Group C contains the most students. Thus, we use this polar plot to check the education level distribution within each group.
For instance, "associate’s degree" is the most dominant education level in group C. We can confirm the results using the value_counts
function.

Another handy function to compare categories is the pivot_table
. It creates a cross table that consists of category combinations. Let’s do an example using the "lunch" and "parental level of education" columns on the "writing score".
pd.pivot_table(df, values='writing score',index='parental level of education', columns='lunch',aggfunc='mean')

The categorical variables (i.e. columns) are passed to the index and column parameters and the numerical variable is passed to the values parameter. Depending on the selected aggregate function (aggfunc parameter), the values are calculated.
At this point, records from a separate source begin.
PR #1769, opened 2020-02-12
Disable rubocop FrozenStringLiteral cop

benthorner:
This was added in preparation for Ruby 3, which is no longer going
to enforce frozen string literals.

https://github.com/rubocop-hq/rubocop/issues/7197


benthorner:
@kevindew yeah, it's all benign - just a few `.freeze` calls added to constants here and there.

PR #1772, opened 2020-02-12
Return document import from WhitehallImporter::Sync

emmabeynon:
We expect this class to return a document import so that in the Whitehall
Document Import Job we can check that if its Whitehall Migration has finished.

### DIFF
--- a/lib/whitehall_importer/sync.rb
+++ b/lib/whitehall_importer/sync.rb
@@ -23,6 +23,7 @@ module WhitehallImporter
       MigrateAssets.call(whitehall_import)
 
       whitehall_import.update!(state: "completed")
+      whitehall_import
     end
   end
 end
--- a/spec/lib/whitehall_importer/sync_spec.rb
+++ b/spec/lib/whitehall_importer/sync_spec.rb
@@ -42,8 +42,8 @@ RSpec.describe WhitehallImporter::Sync do
     end
 
     it "returns a completed WhitehallMigration::DocumentImport" do
-      described_class.call(whitehall_migration_document_import)
-      expect(whitehall_migration_document_import).to be_completed
+      document_import = described_class.call(whitehall_migration_document_import)
+      expect(document_import).to be_completed
     end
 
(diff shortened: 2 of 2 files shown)


kevindew:
@emmabeynon can you explain a bit more why this is needed. I'm a bit confused because the variable we're returning is the same one used as input, so I'm not sure why a caller would need to assign to the output?

emmabeynon:
@kevindew Sure, I found that without returning the document import from Sync, when we call `document_import.whitehall_migration` we get `#<NoMethodError: undefined method `whitehall_migration' for true:TrueClass>`.  This error was caught by the job, but had the unfortunate side effect of the wrong state being assigned (because [here](https://github.com/alphagov/content-publisher/blob/master/app/jobs/whitehall_document_import_job.rb#L39)), so ended up being a bit of wild goose chase figuring out where things went wrong!

kevindew:
> @kevindew Sure, I found that without returning the document import from Sync, when we call `document_import.whitehall_migration` we get `#<NoMethodError: undefined method `whitehall_migration' for true:TrueClass>`. This error was caught by the job, but had the unfortunate side effect of the wrong state being assigned (because [here](https://github.com/alphagov/content-publisher/blob/master/app/jobs/whitehall_document_import_job.rb#L39)), so ended up being a bit of wild goose chase figuring out where things went wrong!

Ah ha Gotcha! Sure can see why this makes sense.

I'd suggest though that we actually resolve this nicer by removing code. Looking at: https://github.com/alphagov/content-publisher/blob/98b5b056019e8ca12f8e6c56929bc0df5447e30a/app/jobs/whitehall_document_import_job.rb#L14-L15
we don't actually need to be doing the document_import assigns and can simplify the code without them.

Then once we did that we could remove https://github.com/alphagov/content-publisher/blob/98b5b056019e8ca12f8e6c56929bc0df5447e30a/lib/whitehall_importer/import.rb#L44

emmabeynon:
@kevindew Makes sense.  I'm closing this in favour of https://github.com/alphagov/content-publisher/pull/1775

PR #1777, opened 2020-02-13
Add published at data

1pretz1:
First PR to populate `published_at` column for editions when publishing an edition, we also move when publishing times are set to be before the syncing with publishing-api.

Trello:
https://trello.com/c/ShhyTqqU/1459-create-store-and-backfill-publishedat-on-editions

### DIFF
--- a/app/services/publish_draft_edition_service.rb
+++ b/app/services/publish_draft_edition_service.rb
@@ -11,10 +11,10 @@ class PublishDraftEditionService < ApplicationService
 
     publish_assets
     associate_with_government
+    set_published_at
     publish_current_edition
     supersede_live_edition
     set_new_live_edition
-    set_first_published_at
   rescue GdsApi::BaseError => e
     GovukError.notify(e)
     raise
@@ -73,9 +73,12 @@ private
     document.reload_live_edition
   end
 
-  def set_first_published_at
+  def set_published_at
+    current_time = Time.current
+    edition.published_at = current_time
+
     return if document.first_published_at
 
-    document.update!(first_published_at: Time.current)
+    document.update!(first_published_at: current_time)
   end
 end
--- a/spec/services/publish_draft_edition_service_spec.rb
+++ b/spec/services/publish_draft_edition_service_spec.rb
@@ -24,6 +24,13 @@ RSpec.describe PublishDraftEditionService do
         expect(edition).to be_live
       end
 
+      it "sets the document first publishing time" do
+        freeze_time do
+          expect { described_class.call(edition, user, with_review: true) }
+            .to change(edition.document, :first_published_at).to(Time.current)
+        end
+      end
+
       it "can specify if edition is reviewed" do
         described_class.call(edition, user, with_review: false)
         expect(edition).to be_published_but_needs_2i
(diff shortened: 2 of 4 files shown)


spec/services/publish_draft_edition_service_spec.rb
```diff
@@ -31,15 +37,23 @@
...
+      let(:current_edition) { document.current_edition }
+
       it "supersedes the live edition" do
-        document = create(:document, :with_current_and_live_editions)
-        current_edition = document.current_edition
         live_edition = document.live_edition
 
         described_class.call(current_edition, user, with_review: true)
         expect(document.live_edition).to eq(current_edition)
         expect(live_edition).to be_superseded
```
kevindew: while you're in here it's a bit weird that we set a variable of live_edition on line 44 and then don't use it on 47. I'd suggest removing line 44 and switch line 48 to use document.live_edition too.

Do we need to set current_edition let? if not I'd suggest we could reference that off document for consistency with document.live_edition

spec/services/publish_draft_edition_service_spec.rb
```diff
@@ -31,15 +37,23 @@
...
       end
+
+      it "doesn't overwrite when the document was first published" do
+        first_published_at = document.reload.first_published_at
+        described_class.call(current_edition, user, with_review: true)
+
+        expect(document.first_published_at).to eq(first_published_at)
```
kevindew: I think you can get around the reload by doing 

```
        expect { described_class.call(current_edition, user, with_review: true) }
          .not_to change(document, :first_published_at)
```

app/services/publish_draft_edition_service.rb
```diff
@@ -70,7 +70,9 @@ def set_new_live_edition
     edition.save!
   end
 
-  def set_first_published_at
+  def set_published_at
```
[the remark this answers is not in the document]
1pretz1: Good point, done!

spec/services/publish_draft_edition_service_spec.rb
1pretz1: The reason we're setting live_edition in a variable beforehand is because after the class is run the live edition changes to the current edition, meaning if we referenced `document.live_edition` in the expectation -`expect(live_edition).to be_superseded` then it would use the newly published edition (current_edition) where as we want to assert the previously published edition if that makes sense?

> Do we need to set current_edition let? if not I'd suggest we could reference that off document for consistency with document.live_edition

Nope, current_edition now references from document!

spec/services/publish_draft_edition_service_spec.rb
1pretz1: Good call, that is a lot nicer!

1pretz1:
Thanks for the review Kev, it's ready to be looked at again.

spec/services/publish_draft_edition_service_spec.rb
```diff
@@ -16,12 +16,18 @@
...
+          described_class.call(edition, user, with_review: true)
+        end
 
-        described_class.call(edition, user, with_review: true)
         expect(publish_request).to have_been_requested
         expect(edition.document.live_edition).to eq(edition)
         expect(edition).to be_published
         expect(edition).to be_live
+        expect(edition.published_at).to eq(time)
+        expect(edition.document.first_published_at).to eq(time)
```
kevindew: Sorry to have not brought this up in the last review but I don't think this is the right place for this test as we've got a lot of expectations here and the "it" doesn't really capture this.

I'd suggest you have a separate it for example:

```
it "sets the document first publishing time" do
  freeze_time do
    expect { described_class.call(document.current_edition, user, with_review: true) }
      .to change(document, :first_published_at).to(Time.current)
  end
end
```

Then it's probably worth adding a similar expectation outside of any contexts (like `it "calls the PublishAssetsService"` for instance) which asserts that edition has a published_at timestamp set to current time.

app/services/publish_draft_edition_service.rb
```diff
@@ -73,9 +73,12 @@ def set_new_live_edition
     document.reload_live_edition
   end
 
-  def set_first_published_at
+  def set_published_at
+    current_time = Time.current
+    edition.update!(published_at: current_time)
```
kevindew: Rather than running an `update!` that calls an instant query we can just assign the attribute with `edition.published_at = current_time` and save an unnecessary query (we're going to run a save later.

spec/services/publish_draft_edition_service_spec.rb
1pretz1: Sure, I've added a separate test which tests the editions published_at timestamp instead of piggy backing on another test!

app/services/publish_draft_edition_service.rb
1pretz1: Good point, done!

PR #1778, opened 2020-02-13
Backfill published_at column for edition

1pretz1:
This backfills the published_at column for previously published
editions, we use when the published status was created as a means to
work this time out as this should reflect the actual publishing time.

This relies on:
https://github.com/alphagov/content-publisher/pull/1777

Trello:
https://trello.com/c/ShhyTqqU/1459-create-store-and-backfill-publishedat-on-editions

### DIFF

The pivot table shows that having a standard lunch is likely to increase the writing test score. Similarly, as the level of parental education increases, the students tend to score better.
Conclusion
We have discovered some insights into what affects student performances on tests. There are, of course, many different measures you can check. However, the techniques are pretty similar.
Depending on what you look for, the techniques you use lean towards a particular direction. However, once you are comfortable with working Pandas, you can pretty much accomplish any task on tabular data.
Thank you for reading. Please let me know if you have any feedback.